Он энергично тряхнул головой. Его волосы разметались, как от ветра, звук шагов чеканил каждое слово, в последних мне даже послышался звон брошенного в ножны меча. Но разве перед ним был противник?
— Да, — проговорил он, упреждая мою догадку. — Наихудший наш враг — мы сами. Не только ветряные мельницы могут прикинуться великанами, но и великаны — мельницами, потому что все мы, к счастью или к несчастью, немножечко Дон-Кихоты. Уж я — то знаю, как это бывает с призраками собственного воображения… Чудак!
Он обнял меня на ходу. Наверное, он чувствовал гораздо больше того, что мог и хотел сказать. Ход сузился, рука Феликса упала. Где-то над бойницей, мимо которой мы проходили, пищали стрижи, очевидно, в расшатанной кладке стен было их гнездо. Стёртые ступени вывели нас к башне, где некогда коротали время дозорные замка. При нашем приближении массивная дверь распахнулась, и я увидел всех наших ребят.
О, они подготовили встречу! Давно замечено, что ожидание опасности подстёгивает грубоватый юмор. При виде Феликса все вскочили, изображая выкативших грудь служак, бравых солдатушек и прочих молодцов-удальцов. Раскатилась выбитая ложками по днищу тарелок дробь. “Смир-р-рна! — рявкнул чей-то бас. — Отец командир идёт! На кра-ул!” Гигант Нгомо даже попытался щёлкнуть каблуками, только у него не получилось, видимо, тут был свой, давно утерянный секрет.

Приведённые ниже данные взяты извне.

PR #30332, opened 2023-09-08
regression: `AccountProfileForm` not reseting

dougfabris:

### DIFF
--- a/apps/meteor/client/views/account/profile/AccountProfileForm.tsx
+++ b/apps/meteor/client/views/account/profile/AccountProfileForm.tsx
@@ -22,7 +22,6 @@ import UserAvatarEditor from '../../../components/avatar/UserAvatarEditor';
 import { useUpdateAvatar } from '../../../hooks/useUpdateAvatar';
 import { USER_STATUS_TEXT_MAX_LENGTH, BIO_TEXT_MAX_LENGTH } from '../../../lib/constants';
 import type { AccountProfileFormValues } from './getProfileInitialValues';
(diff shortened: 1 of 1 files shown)


apps/meteor/client/views/account/profile/AccountProfileForm.tsx
```diff
@@ -97,10 +96,10 @@ const AccountProfileForm = (props: AllHTMLAttributes<HTMLFormElement>): ReactEle
...
 			await updateOwnBasicInfo(
 				{
-					...(allowRealNameChange ? { realname: name } : {}),
-					...(allowEmailChange && user ? getUserEmailAddress(user) !== email && { email } : {}),
-					...(canChangeUsername ? { username } : {}),
-					...(allowUserStatusMessageChange ? { statusText } : {}),
+					realname: name,
+					...(user ? getUserEmailAddress(user) !== email && { email } : {}),
+					username,
+					statusText,
```
juliajforesti, line 102: I'm not able to add a comment to the line in question (112) since it was not changed on this pr
but now that `reset` is working properly, it doesn't make sense to reset with initial values, after updating:
```
reset(getProfileInitialValues(user));
```
if you change any field and save, it will fetch the previous info - as it does on first form load.
only if you reload, it brings the updated info. 

I would just suggest removing this reset on save - it only makes sense now on `cancel` action.

juliajforesti (changes requested):

juliajforesti (approved):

— Вольно! — скомандовал Феликс и так живо изобразил в ответ надутого спесью генерала, что грянул хохот. — Все сыты, преисполнены долга, — и как с боеприпасами?
— Братцы, — сказал я умоляюще. — Нет ли чего поесть?
Сам не знаю, почему я это сказал. Есть мне, правда, хотелось, но, очевидно, дело было не только в еде, иначе я давно воспользовался бы услугами кибера.
Ко мне сразу со всех сторон потянулись руки. Руки, а не захваты манипуляторов. На огромном дубовом столе мигом очутились хлеб, колбаса, помидоры, сыр. Я ел, надо мной подшучивали, я, как мог, отбивался и чувствовал себя так, словно не было ни горя утрат, ни бессонной ночи, ни загадок, которые мне задал Алексей, ни близкой опасности, ничего. Это не было изменой памяти, нет. Посреди лютой стужи, которая морозила сердца тревогой, нас грел костёр братства, его незримый отблеск играл на лицах, и надёжней этого тепла не было ничего. Он был обещанием. Обещанием, что все изменится к лучшему, что иначе не может быть, когда вокруг столько друзей, столько сильных умов и рук, и так везде, на всей планете. Что нам разверзшийся ад! Мы молоды, мы крепки, мы все одолеем.
Как бы двойным зрением вижу я караулку, узкие просветы окон, потёртый кирпич стен, заваленный оружием и снаряжением дубовый, на приземистых ножках стол, деловую сумятицу вокруг аппаратуры, проворно нарезающие ветчину и хлеб руки Жанны, всех, с кем меня свела судьба. Мы смеёмся непритязательным шуткам, не знаем, что будет с нами завтра, каждый готов выложиться без остатка, все былые заботы отпали, осталось главное — жизнь, товарищество, хлеб. Неуверенность в будущем обострила всякий миг настоящего, все стало примитивным, зато ярким, как никогда.